About this task:
What is needed here is an exact repetition of the records below, beginning at the line that has "cycle would trip." and stopping after the line that has "- **Full local".

Provided entries:
^^^^
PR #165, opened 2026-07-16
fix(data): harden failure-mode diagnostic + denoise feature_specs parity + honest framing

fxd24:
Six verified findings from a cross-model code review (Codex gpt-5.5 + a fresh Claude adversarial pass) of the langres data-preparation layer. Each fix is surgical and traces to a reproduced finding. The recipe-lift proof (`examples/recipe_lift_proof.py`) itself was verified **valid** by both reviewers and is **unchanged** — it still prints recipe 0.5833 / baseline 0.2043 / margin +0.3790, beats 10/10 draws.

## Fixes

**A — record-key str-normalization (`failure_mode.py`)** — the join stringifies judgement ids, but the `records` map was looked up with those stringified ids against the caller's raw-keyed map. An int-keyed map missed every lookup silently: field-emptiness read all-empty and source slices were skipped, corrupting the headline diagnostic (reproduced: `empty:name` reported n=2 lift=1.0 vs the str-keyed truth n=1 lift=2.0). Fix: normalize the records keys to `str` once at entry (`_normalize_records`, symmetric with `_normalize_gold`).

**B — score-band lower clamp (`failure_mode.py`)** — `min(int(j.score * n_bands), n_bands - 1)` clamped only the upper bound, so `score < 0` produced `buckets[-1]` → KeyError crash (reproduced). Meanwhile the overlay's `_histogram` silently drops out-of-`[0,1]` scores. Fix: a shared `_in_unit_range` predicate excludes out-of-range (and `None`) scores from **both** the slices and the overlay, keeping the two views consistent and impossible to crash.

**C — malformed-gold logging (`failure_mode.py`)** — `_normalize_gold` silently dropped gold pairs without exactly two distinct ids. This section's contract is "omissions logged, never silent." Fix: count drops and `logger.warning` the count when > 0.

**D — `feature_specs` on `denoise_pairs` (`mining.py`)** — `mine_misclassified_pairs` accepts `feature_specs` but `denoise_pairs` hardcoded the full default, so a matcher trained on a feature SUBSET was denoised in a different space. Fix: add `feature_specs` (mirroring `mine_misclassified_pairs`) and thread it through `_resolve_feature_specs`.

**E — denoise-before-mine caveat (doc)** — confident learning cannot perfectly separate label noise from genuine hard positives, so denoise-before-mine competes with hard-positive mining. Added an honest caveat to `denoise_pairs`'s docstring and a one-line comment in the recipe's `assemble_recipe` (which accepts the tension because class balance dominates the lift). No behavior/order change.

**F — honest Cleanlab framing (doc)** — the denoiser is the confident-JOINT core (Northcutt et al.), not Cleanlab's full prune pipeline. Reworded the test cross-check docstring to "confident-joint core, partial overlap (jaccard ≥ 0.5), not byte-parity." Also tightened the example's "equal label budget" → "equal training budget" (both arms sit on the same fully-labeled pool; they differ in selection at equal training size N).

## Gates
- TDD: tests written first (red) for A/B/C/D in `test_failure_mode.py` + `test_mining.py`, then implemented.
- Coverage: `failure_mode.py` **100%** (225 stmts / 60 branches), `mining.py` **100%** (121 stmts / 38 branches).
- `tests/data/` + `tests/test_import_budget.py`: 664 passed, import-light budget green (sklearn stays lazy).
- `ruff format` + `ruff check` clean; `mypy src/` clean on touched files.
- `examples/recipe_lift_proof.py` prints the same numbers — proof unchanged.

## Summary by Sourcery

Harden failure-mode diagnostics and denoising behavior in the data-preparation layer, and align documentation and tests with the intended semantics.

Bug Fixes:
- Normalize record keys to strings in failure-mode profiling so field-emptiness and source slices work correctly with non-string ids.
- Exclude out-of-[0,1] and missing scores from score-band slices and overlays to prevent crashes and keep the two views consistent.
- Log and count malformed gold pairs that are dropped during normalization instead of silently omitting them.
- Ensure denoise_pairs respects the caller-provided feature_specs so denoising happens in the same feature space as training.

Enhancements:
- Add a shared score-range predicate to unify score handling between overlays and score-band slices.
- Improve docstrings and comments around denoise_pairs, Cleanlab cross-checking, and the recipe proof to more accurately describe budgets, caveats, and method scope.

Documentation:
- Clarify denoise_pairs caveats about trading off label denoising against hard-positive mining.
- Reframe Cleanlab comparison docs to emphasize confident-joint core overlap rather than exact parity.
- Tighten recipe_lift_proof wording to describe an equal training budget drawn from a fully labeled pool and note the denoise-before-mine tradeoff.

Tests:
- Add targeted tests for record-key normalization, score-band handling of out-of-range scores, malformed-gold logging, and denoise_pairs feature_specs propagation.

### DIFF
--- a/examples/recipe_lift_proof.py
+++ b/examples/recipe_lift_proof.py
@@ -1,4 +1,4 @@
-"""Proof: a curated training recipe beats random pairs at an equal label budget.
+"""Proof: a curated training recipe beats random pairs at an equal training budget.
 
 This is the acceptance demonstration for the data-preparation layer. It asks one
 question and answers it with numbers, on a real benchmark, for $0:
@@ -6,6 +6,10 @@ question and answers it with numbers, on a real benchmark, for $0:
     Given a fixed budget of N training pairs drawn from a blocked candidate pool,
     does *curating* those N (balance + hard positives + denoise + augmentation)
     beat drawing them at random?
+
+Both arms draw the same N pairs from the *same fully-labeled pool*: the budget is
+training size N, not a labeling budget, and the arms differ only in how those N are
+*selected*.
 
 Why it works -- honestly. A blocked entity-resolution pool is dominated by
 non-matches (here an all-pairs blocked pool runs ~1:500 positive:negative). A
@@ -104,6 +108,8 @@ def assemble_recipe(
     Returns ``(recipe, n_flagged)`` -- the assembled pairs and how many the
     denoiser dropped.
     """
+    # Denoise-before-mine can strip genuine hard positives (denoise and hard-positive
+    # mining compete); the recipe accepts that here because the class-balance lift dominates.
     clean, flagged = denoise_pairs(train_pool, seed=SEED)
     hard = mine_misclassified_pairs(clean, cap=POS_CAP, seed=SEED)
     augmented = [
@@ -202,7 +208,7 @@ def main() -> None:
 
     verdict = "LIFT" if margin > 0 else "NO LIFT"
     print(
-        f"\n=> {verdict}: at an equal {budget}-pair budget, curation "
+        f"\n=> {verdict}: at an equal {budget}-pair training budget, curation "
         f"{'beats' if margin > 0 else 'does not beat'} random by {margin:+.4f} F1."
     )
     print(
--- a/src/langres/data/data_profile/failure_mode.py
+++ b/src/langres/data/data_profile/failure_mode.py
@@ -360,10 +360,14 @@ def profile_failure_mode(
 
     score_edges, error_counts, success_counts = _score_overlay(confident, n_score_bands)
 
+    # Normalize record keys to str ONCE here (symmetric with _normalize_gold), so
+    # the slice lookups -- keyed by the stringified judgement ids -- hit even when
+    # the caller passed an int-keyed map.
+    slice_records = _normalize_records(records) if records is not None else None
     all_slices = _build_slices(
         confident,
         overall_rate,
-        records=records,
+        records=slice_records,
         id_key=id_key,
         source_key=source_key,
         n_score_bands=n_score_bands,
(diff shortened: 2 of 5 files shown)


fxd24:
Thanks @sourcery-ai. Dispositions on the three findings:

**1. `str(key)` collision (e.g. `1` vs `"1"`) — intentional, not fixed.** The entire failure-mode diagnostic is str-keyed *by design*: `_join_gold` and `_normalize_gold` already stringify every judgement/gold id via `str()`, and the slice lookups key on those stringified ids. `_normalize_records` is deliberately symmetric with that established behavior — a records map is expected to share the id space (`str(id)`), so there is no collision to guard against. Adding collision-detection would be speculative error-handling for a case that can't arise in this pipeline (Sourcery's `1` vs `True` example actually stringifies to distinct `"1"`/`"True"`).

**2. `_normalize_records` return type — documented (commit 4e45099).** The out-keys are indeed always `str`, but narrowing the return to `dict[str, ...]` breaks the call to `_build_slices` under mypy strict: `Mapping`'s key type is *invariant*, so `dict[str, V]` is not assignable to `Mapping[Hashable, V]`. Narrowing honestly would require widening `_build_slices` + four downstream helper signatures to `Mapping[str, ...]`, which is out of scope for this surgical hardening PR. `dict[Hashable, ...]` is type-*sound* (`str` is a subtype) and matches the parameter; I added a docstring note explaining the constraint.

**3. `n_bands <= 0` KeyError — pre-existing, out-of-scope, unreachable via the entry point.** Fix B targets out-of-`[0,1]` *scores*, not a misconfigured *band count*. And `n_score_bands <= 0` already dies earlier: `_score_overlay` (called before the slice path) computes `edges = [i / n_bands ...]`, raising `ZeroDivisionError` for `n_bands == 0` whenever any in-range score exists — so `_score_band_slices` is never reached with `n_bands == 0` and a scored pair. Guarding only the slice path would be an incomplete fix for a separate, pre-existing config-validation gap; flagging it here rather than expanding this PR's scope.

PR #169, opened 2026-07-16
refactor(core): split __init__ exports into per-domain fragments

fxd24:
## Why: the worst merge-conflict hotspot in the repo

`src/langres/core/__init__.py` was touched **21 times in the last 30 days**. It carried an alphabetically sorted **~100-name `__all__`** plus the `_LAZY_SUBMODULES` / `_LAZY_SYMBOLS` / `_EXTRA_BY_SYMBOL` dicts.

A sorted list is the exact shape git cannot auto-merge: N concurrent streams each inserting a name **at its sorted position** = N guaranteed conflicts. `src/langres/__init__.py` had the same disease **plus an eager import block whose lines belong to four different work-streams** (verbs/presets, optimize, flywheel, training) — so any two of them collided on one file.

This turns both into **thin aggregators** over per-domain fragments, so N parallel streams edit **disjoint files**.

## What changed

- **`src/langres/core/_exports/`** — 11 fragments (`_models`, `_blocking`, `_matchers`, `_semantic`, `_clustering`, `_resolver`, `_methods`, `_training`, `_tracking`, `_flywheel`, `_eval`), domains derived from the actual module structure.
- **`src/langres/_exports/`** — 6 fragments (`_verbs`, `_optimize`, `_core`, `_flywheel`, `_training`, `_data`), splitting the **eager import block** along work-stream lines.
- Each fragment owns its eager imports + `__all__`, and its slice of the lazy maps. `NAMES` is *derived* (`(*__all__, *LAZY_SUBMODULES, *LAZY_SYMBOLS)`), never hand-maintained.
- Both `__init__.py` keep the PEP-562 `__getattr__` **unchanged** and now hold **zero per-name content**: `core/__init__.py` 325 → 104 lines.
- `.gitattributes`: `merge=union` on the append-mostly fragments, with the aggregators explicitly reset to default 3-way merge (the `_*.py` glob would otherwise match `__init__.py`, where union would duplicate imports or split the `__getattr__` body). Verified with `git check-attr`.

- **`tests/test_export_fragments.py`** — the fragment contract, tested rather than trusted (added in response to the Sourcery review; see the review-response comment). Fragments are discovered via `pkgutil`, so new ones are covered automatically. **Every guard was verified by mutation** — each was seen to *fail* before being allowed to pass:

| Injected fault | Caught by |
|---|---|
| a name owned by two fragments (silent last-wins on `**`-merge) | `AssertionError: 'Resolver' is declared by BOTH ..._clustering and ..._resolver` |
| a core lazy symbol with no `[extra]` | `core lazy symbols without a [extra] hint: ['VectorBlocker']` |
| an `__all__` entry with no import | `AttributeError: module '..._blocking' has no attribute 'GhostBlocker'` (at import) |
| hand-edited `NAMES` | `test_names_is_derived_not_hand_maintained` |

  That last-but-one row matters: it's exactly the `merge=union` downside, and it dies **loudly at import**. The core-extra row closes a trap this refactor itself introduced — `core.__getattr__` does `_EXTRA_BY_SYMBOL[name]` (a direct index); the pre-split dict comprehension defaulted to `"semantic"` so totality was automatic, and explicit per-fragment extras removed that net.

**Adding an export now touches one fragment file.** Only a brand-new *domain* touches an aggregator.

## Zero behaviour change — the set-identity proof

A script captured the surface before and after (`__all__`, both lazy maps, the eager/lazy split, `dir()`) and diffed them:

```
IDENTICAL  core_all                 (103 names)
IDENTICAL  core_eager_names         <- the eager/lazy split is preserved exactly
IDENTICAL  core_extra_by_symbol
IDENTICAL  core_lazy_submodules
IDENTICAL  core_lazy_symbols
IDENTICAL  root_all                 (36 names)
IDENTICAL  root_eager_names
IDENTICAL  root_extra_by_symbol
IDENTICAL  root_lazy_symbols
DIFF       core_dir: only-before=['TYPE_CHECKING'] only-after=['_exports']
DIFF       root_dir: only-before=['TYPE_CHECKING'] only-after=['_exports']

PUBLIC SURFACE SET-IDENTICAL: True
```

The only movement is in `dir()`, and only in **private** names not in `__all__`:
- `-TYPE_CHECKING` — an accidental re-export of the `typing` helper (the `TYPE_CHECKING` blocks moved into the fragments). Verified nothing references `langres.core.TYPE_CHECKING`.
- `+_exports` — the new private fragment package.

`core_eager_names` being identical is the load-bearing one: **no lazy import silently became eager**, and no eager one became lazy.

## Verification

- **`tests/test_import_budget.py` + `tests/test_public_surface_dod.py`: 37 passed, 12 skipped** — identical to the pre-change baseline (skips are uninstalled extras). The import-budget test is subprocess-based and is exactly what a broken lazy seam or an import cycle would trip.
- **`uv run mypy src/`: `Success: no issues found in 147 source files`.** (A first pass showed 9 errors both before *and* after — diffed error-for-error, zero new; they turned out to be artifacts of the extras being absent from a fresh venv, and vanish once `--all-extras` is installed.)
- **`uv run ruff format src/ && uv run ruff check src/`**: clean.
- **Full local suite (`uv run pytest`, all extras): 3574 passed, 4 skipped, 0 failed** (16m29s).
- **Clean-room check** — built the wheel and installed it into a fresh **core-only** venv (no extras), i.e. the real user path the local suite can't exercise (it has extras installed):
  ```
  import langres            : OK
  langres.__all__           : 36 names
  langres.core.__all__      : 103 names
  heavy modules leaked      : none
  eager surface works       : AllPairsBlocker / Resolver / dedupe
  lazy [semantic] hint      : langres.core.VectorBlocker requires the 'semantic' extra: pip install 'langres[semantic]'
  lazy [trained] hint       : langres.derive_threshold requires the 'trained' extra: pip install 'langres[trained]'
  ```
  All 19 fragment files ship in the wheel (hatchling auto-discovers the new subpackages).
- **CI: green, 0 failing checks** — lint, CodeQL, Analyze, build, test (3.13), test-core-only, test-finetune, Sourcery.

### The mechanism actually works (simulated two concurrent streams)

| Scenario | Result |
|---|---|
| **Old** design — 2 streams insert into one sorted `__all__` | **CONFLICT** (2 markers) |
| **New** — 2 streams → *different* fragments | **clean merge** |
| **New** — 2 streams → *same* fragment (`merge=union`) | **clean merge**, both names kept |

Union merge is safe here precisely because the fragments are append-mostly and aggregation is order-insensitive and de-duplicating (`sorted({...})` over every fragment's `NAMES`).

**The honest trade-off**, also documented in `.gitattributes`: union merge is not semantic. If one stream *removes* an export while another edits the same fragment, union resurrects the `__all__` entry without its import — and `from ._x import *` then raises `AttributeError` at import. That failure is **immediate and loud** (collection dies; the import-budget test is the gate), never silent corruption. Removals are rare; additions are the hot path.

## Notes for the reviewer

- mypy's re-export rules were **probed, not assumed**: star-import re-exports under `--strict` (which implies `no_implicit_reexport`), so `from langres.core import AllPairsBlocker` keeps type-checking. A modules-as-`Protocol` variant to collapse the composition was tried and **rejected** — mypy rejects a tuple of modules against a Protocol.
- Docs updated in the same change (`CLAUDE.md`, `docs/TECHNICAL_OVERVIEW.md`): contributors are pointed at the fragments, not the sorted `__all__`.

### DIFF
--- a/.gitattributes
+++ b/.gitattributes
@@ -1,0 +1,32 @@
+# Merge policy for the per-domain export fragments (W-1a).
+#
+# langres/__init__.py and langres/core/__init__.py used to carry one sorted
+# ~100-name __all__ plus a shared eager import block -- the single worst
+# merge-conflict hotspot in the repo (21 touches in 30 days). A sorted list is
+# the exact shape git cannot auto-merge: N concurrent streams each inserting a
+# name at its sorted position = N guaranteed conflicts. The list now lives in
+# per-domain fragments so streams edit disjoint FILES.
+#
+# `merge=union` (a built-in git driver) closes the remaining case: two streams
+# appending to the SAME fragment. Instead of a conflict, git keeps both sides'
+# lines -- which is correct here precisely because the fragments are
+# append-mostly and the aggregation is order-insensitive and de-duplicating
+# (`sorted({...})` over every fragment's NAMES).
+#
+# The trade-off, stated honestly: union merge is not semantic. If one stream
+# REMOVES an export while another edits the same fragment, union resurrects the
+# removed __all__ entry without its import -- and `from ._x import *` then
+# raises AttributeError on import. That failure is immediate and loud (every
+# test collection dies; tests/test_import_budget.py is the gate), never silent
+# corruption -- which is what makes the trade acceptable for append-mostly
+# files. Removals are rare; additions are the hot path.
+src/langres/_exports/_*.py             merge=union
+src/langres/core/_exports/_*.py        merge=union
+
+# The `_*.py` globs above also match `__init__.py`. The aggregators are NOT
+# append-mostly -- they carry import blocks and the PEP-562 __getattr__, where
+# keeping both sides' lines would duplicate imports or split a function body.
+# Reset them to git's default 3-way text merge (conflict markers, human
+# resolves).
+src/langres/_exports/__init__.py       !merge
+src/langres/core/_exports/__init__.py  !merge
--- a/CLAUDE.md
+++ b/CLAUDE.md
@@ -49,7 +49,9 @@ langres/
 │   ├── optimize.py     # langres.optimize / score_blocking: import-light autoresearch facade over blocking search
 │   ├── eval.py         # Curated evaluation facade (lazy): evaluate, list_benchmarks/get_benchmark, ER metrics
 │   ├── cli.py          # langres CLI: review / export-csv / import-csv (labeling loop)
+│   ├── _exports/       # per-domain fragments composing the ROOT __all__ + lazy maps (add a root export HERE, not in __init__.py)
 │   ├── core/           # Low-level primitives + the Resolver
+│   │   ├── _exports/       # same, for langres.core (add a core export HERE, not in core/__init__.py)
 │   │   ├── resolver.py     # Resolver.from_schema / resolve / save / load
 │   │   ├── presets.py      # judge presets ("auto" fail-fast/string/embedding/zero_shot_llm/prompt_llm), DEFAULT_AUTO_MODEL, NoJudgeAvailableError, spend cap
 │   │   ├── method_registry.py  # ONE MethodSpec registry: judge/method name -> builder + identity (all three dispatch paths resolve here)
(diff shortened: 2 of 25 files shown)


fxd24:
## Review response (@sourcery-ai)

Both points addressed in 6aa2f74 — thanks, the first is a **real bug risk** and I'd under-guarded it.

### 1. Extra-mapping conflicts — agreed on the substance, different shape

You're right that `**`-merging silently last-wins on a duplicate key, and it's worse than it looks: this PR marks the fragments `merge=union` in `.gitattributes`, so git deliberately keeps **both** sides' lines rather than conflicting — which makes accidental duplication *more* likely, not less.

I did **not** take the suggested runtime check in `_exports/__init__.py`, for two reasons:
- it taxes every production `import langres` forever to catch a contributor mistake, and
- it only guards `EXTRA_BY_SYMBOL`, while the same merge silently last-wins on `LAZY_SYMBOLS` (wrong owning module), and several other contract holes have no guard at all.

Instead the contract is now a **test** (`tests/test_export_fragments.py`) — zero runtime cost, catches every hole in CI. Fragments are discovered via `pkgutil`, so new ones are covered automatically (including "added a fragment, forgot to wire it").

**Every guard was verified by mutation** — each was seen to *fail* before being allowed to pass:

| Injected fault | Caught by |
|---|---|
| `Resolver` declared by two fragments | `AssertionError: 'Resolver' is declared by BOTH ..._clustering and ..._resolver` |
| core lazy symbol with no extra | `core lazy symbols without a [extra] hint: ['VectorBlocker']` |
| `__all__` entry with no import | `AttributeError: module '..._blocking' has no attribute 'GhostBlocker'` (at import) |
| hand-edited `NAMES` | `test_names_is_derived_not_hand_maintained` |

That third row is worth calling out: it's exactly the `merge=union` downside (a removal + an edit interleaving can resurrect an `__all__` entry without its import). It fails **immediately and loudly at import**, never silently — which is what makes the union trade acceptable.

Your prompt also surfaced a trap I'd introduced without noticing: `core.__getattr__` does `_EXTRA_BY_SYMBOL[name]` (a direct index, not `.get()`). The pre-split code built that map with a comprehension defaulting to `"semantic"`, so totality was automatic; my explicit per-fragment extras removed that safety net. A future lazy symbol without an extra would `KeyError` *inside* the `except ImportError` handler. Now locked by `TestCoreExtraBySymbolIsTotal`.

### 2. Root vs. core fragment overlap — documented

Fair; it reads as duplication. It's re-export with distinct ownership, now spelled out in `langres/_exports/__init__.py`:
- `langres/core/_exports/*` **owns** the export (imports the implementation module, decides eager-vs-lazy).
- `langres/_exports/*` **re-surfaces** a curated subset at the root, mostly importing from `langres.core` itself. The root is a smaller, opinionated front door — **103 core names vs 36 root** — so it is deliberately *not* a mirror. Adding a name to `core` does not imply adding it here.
^^^^
Solution below:
- **`tests/test_import_budget.py` + `tests/test_public_surface_dod.py`: 37 passed, 12 skipped** — identical to the pre-change baseline (skips are uninstalled extras). The import-budget test is subprocess-based and is exactly what a broken lazy seam or an import cycle would trip.
- **`uv run mypy src/`: `Success: no issues found in 147 source files`.** (A first pass showed 9 errors both before *and* after — diffed error-for-error, zero new; they turned out to be artifacts of the extras being absent from a fresh venv, and vanish once `--all-extras` is installed.)
- **`uv run ruff format src/ && uv run ruff check src/`**: clean.
- **Full local suite (`uv run pytest`, all extras): 3574 passed, 4 skipped, 0 failed** (16m29s).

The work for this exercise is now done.